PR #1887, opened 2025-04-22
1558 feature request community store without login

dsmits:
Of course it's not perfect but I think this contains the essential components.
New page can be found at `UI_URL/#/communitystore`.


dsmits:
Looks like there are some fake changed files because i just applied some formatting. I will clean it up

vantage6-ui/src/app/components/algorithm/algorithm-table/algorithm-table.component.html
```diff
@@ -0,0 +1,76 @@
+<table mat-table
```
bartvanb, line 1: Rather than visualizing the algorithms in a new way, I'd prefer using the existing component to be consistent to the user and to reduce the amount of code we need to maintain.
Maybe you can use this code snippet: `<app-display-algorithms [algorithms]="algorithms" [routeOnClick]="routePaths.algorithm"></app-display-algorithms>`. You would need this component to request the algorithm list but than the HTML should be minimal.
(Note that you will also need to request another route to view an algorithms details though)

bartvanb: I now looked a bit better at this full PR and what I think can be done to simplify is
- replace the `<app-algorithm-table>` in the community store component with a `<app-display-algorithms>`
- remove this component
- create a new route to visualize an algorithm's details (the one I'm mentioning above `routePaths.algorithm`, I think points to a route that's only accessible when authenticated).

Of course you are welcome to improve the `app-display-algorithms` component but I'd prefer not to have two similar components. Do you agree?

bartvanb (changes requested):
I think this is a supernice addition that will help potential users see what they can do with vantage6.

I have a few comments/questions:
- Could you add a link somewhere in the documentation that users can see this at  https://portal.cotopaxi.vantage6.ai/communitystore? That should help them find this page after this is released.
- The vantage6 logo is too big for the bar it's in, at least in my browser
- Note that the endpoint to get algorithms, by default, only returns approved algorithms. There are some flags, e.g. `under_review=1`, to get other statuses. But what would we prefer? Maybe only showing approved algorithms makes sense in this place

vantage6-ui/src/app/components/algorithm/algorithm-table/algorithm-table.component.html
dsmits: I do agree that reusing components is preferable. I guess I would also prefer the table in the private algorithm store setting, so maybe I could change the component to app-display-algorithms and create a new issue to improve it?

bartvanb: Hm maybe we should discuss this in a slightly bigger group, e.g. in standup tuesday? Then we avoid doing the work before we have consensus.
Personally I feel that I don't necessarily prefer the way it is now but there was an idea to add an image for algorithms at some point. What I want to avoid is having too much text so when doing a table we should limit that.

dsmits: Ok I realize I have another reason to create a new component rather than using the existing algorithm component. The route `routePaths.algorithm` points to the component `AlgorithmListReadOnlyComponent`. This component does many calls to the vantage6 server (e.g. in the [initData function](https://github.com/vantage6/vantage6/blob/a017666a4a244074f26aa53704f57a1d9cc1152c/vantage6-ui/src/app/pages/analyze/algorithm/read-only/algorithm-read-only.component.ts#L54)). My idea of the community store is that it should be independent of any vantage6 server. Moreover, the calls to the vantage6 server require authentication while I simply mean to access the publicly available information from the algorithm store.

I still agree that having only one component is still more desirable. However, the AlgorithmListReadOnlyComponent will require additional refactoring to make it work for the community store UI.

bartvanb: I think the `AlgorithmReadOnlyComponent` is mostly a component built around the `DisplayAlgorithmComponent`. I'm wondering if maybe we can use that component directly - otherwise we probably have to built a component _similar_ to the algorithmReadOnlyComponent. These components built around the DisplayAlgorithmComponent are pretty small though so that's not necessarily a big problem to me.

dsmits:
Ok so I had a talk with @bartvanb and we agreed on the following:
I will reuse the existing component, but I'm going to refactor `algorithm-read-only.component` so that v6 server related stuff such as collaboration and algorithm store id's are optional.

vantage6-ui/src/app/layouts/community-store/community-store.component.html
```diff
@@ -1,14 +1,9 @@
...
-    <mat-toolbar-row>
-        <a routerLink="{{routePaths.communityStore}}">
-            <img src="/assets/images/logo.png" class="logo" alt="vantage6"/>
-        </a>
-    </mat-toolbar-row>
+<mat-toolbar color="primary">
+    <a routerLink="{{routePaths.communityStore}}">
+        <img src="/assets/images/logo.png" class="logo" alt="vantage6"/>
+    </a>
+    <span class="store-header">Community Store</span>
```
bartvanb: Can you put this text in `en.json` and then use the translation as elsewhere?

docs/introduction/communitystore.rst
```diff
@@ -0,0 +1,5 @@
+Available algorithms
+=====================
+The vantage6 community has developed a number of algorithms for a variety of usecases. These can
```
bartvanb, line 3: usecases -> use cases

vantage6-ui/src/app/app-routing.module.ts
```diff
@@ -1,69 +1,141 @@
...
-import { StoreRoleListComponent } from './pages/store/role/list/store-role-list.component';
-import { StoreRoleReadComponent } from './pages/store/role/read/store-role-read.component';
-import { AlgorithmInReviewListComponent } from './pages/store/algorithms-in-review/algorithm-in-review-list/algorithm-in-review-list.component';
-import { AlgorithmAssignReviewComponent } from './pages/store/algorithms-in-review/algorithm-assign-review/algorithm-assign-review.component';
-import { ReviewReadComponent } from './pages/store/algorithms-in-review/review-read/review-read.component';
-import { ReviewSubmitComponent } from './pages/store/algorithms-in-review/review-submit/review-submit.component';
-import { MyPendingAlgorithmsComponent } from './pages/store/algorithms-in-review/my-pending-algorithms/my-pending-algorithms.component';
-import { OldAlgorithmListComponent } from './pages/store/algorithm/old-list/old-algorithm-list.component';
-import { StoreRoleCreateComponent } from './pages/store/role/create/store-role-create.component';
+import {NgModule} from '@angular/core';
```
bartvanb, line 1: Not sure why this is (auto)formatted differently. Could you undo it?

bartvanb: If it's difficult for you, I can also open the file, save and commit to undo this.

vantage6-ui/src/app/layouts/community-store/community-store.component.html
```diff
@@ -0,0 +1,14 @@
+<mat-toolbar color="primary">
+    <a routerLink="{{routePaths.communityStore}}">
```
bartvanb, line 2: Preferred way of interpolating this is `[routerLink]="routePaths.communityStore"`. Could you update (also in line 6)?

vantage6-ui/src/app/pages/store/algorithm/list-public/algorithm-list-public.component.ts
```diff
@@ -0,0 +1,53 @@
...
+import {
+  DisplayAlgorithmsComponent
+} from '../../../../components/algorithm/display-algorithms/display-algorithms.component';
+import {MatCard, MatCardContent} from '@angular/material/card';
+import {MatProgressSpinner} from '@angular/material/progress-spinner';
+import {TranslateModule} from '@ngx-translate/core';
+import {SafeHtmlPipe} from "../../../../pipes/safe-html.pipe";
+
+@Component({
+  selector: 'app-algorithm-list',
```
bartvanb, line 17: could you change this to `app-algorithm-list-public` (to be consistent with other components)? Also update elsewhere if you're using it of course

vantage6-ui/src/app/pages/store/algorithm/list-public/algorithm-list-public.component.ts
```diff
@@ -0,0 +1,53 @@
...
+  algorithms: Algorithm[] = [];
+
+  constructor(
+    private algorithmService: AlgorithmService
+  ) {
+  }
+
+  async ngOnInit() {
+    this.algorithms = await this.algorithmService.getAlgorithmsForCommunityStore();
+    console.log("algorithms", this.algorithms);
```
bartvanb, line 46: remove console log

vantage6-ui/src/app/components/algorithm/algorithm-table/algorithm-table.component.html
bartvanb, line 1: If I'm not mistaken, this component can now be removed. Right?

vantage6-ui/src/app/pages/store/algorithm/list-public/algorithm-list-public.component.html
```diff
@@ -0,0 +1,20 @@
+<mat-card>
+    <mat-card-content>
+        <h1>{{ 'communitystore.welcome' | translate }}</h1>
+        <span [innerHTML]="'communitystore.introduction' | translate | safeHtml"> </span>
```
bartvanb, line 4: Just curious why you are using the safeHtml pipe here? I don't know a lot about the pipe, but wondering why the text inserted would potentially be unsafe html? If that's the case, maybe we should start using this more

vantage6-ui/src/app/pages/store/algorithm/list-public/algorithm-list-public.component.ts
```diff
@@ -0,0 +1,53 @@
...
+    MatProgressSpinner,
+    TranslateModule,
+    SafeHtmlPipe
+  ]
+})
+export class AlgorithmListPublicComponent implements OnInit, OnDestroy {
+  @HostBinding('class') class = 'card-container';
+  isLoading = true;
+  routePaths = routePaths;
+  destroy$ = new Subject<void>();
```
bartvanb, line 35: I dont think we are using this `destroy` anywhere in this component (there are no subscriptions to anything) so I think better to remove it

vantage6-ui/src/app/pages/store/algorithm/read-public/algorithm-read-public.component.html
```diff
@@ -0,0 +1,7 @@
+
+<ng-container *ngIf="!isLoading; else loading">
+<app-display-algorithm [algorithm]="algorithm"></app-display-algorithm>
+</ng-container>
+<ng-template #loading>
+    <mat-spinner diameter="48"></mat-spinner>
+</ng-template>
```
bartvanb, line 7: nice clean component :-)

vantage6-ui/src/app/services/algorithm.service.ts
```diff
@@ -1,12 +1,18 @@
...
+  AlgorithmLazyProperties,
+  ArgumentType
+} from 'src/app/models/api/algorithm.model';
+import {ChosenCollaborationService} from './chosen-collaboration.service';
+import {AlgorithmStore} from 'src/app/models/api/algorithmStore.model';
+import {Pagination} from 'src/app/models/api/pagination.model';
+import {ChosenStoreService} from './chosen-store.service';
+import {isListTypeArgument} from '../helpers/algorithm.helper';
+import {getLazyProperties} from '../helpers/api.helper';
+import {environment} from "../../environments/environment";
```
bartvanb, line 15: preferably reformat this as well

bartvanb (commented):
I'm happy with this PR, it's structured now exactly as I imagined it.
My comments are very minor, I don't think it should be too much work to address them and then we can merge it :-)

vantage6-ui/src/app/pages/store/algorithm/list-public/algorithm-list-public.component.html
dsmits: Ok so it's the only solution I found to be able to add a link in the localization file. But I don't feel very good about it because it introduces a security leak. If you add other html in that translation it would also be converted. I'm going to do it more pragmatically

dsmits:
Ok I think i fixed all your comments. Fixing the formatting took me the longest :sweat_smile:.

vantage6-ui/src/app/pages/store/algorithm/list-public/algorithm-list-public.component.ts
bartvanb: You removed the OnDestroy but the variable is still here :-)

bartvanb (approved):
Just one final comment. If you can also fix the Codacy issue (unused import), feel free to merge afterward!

◇ ◇ ◇ ◇ ◇ ◇ ◇

**Task**
The last part of the records is the answer, beginning at the line that holds "My comments are" and including the final line, repeated exactly.

**Task result**
My comments are very minor, I don't think it should be too much work to address them and then we can merge it :-)

vantage6-ui/src/app/pages/store/algorithm/list-public/algorithm-list-public.component.html
dsmits: Ok so it's the only solution I found to be able to add a link in the localization file. But I don't feel very good about it because it introduces a security leak. If you add other html in that translation it would also be converted. I'm going to do it more pragmatically

dsmits:
Ok I think i fixed all your comments. Fixing the formatting took me the longest :sweat_smile:.

vantage6-ui/src/app/pages/store/algorithm/list-public/algorithm-list-public.component.ts
bartvanb: You removed the OnDestroy but the variable is still here :-)

bartvanb (approved):
Just one final comment. If you can also fix the Codacy issue (unused import), feel free to merge afterward!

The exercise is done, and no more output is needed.